What is required ->
In the entries below, filter for the word "images" and copy every matching line.

Records shown ->

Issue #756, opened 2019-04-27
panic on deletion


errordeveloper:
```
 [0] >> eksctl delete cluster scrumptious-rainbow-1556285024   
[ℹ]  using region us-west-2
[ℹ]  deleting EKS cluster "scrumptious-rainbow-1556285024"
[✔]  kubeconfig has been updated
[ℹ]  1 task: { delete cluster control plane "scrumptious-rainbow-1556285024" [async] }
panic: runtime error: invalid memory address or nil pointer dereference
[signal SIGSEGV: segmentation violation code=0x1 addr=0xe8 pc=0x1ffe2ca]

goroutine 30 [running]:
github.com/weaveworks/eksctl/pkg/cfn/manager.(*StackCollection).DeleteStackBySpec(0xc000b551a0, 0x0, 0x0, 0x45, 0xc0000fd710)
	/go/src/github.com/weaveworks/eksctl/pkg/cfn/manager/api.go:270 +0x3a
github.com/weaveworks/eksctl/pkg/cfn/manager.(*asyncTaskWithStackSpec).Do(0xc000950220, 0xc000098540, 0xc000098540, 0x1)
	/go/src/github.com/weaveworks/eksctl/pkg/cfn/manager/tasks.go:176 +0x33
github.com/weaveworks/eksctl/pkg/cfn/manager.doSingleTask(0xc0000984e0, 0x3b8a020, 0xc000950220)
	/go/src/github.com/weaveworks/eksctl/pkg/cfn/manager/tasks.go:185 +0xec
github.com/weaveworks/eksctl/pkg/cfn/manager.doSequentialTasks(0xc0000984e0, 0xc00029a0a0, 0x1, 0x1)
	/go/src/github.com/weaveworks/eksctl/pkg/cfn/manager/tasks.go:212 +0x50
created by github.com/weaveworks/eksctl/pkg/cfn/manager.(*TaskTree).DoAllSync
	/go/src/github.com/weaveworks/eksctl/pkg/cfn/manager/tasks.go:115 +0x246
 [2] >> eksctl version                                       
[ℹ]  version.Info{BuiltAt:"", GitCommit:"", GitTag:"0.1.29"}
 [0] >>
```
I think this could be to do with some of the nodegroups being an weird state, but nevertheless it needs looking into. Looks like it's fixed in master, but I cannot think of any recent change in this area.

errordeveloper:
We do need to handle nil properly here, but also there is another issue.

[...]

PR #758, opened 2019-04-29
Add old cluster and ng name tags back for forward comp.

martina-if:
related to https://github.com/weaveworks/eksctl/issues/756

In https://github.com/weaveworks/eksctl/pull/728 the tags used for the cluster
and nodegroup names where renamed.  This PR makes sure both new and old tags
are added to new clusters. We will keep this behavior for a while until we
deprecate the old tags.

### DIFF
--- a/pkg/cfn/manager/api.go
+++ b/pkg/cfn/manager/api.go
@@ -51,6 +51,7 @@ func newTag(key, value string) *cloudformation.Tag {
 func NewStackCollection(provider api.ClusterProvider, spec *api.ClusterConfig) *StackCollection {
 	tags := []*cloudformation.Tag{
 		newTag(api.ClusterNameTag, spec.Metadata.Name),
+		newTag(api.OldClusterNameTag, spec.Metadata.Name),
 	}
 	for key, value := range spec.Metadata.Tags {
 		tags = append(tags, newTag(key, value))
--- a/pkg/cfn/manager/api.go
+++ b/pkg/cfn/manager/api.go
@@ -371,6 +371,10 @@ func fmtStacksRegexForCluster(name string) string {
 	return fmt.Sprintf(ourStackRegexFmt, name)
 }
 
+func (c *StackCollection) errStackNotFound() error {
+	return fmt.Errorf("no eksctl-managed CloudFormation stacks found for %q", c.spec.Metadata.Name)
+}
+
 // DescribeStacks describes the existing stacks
==
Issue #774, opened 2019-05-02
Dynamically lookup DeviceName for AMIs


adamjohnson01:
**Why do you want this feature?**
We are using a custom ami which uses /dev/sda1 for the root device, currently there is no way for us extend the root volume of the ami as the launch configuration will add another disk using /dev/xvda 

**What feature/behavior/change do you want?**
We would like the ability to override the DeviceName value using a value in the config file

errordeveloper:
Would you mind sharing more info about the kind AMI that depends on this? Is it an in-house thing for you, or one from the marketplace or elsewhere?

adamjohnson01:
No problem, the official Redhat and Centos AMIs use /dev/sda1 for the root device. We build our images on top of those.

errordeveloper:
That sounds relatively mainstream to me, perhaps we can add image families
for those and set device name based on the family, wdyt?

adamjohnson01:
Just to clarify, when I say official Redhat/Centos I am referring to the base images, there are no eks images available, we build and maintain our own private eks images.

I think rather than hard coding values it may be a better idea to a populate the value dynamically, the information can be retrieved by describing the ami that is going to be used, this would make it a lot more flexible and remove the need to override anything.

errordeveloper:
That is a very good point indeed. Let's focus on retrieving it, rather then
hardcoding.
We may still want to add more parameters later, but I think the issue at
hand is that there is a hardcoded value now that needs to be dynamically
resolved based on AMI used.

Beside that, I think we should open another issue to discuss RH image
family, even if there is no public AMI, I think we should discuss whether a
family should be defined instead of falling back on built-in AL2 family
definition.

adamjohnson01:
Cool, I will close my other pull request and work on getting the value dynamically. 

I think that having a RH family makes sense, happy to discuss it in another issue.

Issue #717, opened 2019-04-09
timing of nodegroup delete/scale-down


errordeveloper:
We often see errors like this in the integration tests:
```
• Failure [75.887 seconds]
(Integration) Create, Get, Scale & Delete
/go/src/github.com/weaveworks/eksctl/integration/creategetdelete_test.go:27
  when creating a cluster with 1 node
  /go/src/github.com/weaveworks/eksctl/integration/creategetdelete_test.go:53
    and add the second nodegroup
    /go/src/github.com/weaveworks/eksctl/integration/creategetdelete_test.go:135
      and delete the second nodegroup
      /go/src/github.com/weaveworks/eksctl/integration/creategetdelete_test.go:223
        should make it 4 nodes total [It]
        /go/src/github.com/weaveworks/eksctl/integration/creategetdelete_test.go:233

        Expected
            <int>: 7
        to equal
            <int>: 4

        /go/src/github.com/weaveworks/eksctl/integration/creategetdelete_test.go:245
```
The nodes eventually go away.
* * *
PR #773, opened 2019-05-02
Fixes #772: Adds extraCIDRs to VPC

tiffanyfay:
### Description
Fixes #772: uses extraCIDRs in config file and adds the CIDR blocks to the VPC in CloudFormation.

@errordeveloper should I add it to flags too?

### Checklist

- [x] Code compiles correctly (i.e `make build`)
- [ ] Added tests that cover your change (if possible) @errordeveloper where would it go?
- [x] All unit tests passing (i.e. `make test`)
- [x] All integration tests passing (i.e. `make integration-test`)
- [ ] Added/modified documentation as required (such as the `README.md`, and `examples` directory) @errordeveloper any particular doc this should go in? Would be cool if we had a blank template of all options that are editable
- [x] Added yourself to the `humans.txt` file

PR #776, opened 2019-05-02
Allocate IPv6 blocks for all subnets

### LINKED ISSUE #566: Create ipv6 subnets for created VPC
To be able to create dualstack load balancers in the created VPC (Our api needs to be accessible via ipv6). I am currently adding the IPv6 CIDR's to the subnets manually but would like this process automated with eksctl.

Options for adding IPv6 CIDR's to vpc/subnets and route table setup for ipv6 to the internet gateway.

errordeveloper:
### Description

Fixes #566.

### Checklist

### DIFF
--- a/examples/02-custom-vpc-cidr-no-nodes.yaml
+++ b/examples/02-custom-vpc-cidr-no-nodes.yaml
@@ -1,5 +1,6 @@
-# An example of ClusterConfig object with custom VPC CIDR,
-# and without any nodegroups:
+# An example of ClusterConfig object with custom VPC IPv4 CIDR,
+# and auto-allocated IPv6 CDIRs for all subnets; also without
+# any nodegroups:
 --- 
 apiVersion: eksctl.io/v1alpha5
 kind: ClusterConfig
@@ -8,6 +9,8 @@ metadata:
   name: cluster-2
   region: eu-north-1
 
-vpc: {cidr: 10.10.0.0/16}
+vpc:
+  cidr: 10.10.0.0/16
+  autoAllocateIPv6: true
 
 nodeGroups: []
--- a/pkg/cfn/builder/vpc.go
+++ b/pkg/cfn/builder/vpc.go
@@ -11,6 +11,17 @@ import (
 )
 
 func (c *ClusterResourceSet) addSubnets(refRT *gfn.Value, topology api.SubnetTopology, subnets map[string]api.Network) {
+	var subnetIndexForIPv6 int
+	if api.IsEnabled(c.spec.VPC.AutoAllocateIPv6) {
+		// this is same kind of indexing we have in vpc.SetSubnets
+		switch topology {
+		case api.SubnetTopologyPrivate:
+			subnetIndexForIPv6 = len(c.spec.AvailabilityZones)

Output of the exercise ->
No problem, the official Redhat and Centos AMIs use /dev/sda1 for the root device. We build our images on top of those.
Just to clarify, when I say official Redhat/Centos I am referring to the base images, there are no eks images available, we build and maintain our own private eks images.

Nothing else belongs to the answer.